HOW TO COMPLETE THIS TASK: In this exercise, return each entry exactly as given.
--- INPUT RECORDS Enclosed Below ---
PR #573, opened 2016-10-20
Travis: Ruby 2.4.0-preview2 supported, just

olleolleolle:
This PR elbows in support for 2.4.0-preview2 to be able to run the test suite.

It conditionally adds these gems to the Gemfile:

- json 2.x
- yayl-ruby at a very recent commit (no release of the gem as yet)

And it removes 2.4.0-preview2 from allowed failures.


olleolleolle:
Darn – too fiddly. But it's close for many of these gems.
--- End of Enclosed INPUT RECORDS ---
ANSWER TO THIS PROBLEM:
PR #573, opened 2016-10-20
Travis: Ruby 2.4.0-preview2 supported, just

olleolleolle:
This PR elbows in support for 2.4.0-preview2 to be able to run the test suite.

It conditionally adds these gems to the Gemfile:

- json 2.x
- yayl-ruby at a very recent commit (no release of the gem as yet)

And it removes 2.4.0-preview2 from allowed failures.


olleolleolle:
Darn – too fiddly. But it's close for many of these gems.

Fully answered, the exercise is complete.